Return nothing but the lines from the line containing "struct Code: Sendable" through the last line of the records, reproduced exactly.
***** EXTRACTED DATA *****
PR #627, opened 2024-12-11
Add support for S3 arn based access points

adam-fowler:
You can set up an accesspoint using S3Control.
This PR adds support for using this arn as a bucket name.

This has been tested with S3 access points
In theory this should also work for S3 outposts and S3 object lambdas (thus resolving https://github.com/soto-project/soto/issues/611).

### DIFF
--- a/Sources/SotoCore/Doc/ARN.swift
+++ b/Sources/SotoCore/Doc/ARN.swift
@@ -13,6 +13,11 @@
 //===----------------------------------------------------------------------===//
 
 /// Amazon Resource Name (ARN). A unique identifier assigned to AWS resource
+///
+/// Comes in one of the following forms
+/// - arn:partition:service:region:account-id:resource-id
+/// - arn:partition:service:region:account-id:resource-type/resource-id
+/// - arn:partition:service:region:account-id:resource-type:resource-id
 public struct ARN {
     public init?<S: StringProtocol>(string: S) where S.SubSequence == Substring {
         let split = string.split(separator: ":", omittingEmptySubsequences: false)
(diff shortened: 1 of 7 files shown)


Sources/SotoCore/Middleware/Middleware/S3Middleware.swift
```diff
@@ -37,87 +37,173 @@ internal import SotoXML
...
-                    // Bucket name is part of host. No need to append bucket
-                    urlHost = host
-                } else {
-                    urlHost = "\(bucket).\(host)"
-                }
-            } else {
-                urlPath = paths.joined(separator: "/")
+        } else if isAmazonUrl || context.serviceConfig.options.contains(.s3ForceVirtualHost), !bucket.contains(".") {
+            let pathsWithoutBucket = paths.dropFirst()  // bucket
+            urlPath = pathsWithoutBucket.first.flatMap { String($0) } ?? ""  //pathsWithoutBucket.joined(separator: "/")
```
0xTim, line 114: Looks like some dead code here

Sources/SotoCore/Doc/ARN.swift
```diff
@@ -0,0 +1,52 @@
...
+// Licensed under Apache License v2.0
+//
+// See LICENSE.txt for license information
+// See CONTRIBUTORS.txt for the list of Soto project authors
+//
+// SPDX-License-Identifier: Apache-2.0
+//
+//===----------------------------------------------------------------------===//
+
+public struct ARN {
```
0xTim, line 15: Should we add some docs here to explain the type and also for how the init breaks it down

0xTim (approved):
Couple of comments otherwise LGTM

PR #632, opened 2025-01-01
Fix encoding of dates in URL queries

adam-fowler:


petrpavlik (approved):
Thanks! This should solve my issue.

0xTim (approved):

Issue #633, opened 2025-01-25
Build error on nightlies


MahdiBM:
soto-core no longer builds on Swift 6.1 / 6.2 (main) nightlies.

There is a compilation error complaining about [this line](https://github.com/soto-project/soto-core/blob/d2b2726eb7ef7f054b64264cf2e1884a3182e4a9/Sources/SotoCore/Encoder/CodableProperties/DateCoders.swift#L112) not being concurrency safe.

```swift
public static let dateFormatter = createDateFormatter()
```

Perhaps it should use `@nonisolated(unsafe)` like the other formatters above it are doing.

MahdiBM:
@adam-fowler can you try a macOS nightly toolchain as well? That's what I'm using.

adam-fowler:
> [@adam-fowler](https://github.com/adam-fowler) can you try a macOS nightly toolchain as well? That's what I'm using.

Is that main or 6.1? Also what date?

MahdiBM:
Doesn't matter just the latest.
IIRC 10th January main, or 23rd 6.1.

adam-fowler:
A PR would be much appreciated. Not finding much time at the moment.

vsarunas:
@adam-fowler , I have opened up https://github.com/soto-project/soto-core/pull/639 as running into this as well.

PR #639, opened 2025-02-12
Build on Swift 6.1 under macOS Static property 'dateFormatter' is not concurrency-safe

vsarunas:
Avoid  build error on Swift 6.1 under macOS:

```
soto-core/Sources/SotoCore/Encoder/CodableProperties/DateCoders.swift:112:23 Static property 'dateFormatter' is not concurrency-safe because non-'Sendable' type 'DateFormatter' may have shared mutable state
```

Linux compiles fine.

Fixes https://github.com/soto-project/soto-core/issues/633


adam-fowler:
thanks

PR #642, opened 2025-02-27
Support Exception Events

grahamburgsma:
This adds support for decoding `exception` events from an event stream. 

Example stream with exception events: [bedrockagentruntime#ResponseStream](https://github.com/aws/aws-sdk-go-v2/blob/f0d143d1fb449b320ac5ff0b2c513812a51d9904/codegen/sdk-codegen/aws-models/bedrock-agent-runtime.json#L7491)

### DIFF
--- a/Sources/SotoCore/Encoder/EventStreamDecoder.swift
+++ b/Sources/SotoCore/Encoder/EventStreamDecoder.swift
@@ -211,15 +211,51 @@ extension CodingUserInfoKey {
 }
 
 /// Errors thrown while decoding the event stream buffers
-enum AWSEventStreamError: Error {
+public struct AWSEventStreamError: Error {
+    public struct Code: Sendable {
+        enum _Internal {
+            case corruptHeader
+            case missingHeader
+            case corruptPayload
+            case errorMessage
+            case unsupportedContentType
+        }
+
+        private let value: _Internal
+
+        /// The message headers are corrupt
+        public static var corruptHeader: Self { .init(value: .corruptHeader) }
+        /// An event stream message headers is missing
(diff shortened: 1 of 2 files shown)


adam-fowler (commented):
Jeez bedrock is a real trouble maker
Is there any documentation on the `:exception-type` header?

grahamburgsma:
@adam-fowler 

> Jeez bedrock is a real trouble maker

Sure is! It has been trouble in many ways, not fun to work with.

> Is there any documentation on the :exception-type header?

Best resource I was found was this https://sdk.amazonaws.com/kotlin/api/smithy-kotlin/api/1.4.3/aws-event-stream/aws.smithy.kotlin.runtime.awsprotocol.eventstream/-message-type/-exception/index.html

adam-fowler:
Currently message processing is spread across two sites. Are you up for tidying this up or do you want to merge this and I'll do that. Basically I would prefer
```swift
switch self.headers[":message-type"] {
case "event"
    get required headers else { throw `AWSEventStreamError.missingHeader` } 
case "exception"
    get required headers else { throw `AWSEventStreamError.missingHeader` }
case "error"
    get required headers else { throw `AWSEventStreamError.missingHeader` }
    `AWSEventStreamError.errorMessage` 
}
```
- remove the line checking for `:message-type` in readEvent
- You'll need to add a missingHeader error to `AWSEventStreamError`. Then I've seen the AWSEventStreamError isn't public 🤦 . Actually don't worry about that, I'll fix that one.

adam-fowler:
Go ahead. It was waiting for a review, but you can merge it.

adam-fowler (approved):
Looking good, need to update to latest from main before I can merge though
*****
*TASK SOLUTION*.
+    public struct Code: Sendable {
+        enum _Internal {
+            case corruptHeader
+            case missingHeader
+            case corruptPayload
+            case errorMessage
+            case unsupportedContentType
+        }
+
+        private let value: _Internal
+
+        /// The message headers are corrupt
+        public static var corruptHeader: Self { .init(value: .corruptHeader) }
+        /// An event stream message headers is missing
(diff shortened: 1 of 2 files shown)


adam-fowler (commented):
Jeez bedrock is a real trouble maker
Is there any documentation on the `:exception-type` header?

grahamburgsma:
@adam-fowler 

> Jeez bedrock is a real trouble maker

Sure is! It has been trouble in many ways, not fun to work with.

> Is there any documentation on the :exception-type header?

Best resource I was found was this https://sdk.amazonaws.com/kotlin/api/smithy-kotlin/api/1.4.3/aws-event-stream/aws.smithy.kotlin.runtime.awsprotocol.eventstream/-message-type/-exception/index.html

adam-fowler:
Currently message processing is spread across two sites. Are you up for tidying this up or do you want to merge this and I'll do that. Basically I would prefer
```swift
switch self.headers[":message-type"] {
case "event"
    get required headers else { throw `AWSEventStreamError.missingHeader` } 
case "exception"
    get required headers else { throw `AWSEventStreamError.missingHeader` }
case "error"
    get required headers else { throw `AWSEventStreamError.missingHeader` }
    `AWSEventStreamError.errorMessage` 
}
```
- remove the line checking for `:message-type` in readEvent
- You'll need to add a missingHeader error to `AWSEventStreamError`. Then I've seen the AWSEventStreamError isn't public 🤦 . Actually don't worry about that, I'll fix that one.

adam-fowler:
Go ahead. It was waiting for a review, but you can merge it.

adam-fowler (approved):
Looking good, need to update to latest from main before I can merge though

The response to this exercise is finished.